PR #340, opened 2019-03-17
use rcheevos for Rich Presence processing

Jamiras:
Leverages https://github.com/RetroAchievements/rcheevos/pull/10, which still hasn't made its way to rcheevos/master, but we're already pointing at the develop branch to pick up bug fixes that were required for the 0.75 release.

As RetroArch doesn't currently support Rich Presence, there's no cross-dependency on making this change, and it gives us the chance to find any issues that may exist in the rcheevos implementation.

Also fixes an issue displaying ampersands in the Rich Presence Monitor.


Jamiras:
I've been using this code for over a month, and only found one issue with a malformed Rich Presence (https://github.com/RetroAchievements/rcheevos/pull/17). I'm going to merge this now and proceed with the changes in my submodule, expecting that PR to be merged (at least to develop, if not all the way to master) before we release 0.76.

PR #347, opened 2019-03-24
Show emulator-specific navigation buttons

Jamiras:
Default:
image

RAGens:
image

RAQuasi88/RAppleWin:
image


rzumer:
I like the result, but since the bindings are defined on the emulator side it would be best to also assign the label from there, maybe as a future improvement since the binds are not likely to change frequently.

----------------------------------------

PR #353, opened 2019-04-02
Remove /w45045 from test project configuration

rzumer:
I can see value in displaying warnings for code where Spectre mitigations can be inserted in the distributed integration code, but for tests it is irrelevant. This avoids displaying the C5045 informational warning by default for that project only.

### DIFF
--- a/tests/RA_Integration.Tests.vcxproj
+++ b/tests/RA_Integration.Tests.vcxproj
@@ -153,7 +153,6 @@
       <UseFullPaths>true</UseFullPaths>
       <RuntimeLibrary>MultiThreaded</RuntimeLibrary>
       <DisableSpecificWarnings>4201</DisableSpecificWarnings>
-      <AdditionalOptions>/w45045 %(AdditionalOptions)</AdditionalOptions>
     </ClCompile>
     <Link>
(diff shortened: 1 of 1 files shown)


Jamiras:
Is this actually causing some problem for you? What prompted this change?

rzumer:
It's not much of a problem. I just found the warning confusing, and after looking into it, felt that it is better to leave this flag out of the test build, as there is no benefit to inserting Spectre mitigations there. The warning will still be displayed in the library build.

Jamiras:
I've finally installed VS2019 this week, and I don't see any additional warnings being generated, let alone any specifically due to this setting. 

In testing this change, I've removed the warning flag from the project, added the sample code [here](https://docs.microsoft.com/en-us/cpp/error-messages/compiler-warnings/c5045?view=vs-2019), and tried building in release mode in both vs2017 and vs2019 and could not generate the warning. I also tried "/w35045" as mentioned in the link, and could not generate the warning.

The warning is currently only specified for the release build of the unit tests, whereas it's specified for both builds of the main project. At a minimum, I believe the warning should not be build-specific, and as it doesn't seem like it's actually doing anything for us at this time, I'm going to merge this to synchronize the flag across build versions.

----------------------------------------

### WHAT TO WORK ON
Copy out the lines above exactly, beginning at the one that contains "I've finally installed" and ending at the one that contains "The warning is".

### TASK OUTPUT
I've finally installed VS2019 this week, and I don't see any additional warnings being generated, let alone any specifically due to this setting. 

In testing this change, I've removed the warning flag from the project, added the sample code [here](https://docs.microsoft.com/en-us/cpp/error-messages/compiler-warnings/c5045?view=vs-2019), and tried building in release mode in both vs2017 and vs2019 and could not generate the warning. I also tried "/w35045" as mentioned in the link, and could not generate the warning.

The warning is currently only specified for the release build of the unit tests, whereas it's specified for both builds of the main project. At a minimum, I believe the warning should not be build-specific, and as it doesn't seem like it's actually doing anything for us at this time, I'm going to merge this to synchronize the flag across build versions.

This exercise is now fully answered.